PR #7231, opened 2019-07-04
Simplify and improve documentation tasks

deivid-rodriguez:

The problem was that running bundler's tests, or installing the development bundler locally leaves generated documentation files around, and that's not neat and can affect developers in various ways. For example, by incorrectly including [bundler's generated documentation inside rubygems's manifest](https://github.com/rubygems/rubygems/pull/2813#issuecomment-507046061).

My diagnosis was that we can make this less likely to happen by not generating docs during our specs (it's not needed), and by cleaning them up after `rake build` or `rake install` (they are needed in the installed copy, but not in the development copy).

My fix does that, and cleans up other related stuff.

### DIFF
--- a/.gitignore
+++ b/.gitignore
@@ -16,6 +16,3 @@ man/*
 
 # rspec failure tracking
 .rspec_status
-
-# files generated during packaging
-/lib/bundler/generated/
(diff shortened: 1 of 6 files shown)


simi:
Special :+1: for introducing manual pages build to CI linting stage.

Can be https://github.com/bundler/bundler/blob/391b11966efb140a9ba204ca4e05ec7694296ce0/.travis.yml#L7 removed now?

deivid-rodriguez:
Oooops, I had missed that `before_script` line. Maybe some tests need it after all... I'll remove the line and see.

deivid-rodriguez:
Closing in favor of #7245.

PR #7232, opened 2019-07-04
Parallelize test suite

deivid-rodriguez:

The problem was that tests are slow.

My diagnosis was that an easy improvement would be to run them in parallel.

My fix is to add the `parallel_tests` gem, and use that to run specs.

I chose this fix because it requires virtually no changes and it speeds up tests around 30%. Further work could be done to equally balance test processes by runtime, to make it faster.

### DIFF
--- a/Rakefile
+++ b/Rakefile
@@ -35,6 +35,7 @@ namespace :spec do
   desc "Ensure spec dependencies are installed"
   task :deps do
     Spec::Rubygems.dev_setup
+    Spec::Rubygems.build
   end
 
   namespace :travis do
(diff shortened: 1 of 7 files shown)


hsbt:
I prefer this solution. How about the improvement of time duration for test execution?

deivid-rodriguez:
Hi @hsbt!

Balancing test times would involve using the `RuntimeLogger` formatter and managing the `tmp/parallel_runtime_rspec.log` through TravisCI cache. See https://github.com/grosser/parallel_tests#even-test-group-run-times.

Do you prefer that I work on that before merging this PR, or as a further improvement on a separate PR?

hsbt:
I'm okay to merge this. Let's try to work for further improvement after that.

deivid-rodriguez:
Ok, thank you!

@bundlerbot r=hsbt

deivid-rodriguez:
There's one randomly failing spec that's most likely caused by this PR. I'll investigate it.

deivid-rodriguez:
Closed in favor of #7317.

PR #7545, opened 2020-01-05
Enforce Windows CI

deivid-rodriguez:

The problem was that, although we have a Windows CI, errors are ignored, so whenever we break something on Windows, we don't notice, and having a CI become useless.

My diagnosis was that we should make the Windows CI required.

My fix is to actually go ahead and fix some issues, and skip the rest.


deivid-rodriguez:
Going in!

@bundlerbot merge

--------------------------------

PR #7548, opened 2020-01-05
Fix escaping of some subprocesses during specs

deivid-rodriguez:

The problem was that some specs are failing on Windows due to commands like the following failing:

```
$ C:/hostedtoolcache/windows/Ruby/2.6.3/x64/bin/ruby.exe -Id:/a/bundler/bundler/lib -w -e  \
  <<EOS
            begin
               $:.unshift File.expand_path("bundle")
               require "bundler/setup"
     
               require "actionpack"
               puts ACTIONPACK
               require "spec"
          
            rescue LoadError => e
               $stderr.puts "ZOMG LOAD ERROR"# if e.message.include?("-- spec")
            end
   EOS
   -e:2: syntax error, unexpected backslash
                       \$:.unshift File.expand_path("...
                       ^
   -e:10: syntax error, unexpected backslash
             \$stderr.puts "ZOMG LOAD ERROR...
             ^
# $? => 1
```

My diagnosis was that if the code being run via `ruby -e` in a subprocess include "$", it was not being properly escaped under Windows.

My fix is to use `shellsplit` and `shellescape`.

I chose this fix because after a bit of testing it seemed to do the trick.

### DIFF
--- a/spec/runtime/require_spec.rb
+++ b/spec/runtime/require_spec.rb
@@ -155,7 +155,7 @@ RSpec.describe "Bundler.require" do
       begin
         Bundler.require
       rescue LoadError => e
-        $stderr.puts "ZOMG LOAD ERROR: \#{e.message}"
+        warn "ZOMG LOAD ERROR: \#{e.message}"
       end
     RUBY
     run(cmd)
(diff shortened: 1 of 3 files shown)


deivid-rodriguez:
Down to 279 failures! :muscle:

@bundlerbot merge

--------------------------------

**Assignment:** What is asked for is an exact copy of the lines above from the one containing "I chose this fix because after" through the one containing "(diff shortened: 1 of 3 files shown)", and only those.

**Answer section:**
I chose this fix because after a bit of testing it seemed to do the trick.

### DIFF
--- a/spec/runtime/require_spec.rb
+++ b/spec/runtime/require_spec.rb
@@ -155,7 +155,7 @@ RSpec.describe "Bundler.require" do
       begin
         Bundler.require
       rescue LoadError => e
-        $stderr.puts "ZOMG LOAD ERROR: \#{e.message}"
+        warn "ZOMG LOAD ERROR: \#{e.message}"
       end
     RUBY
     run(cmd)
(diff shortened: 1 of 3 files shown)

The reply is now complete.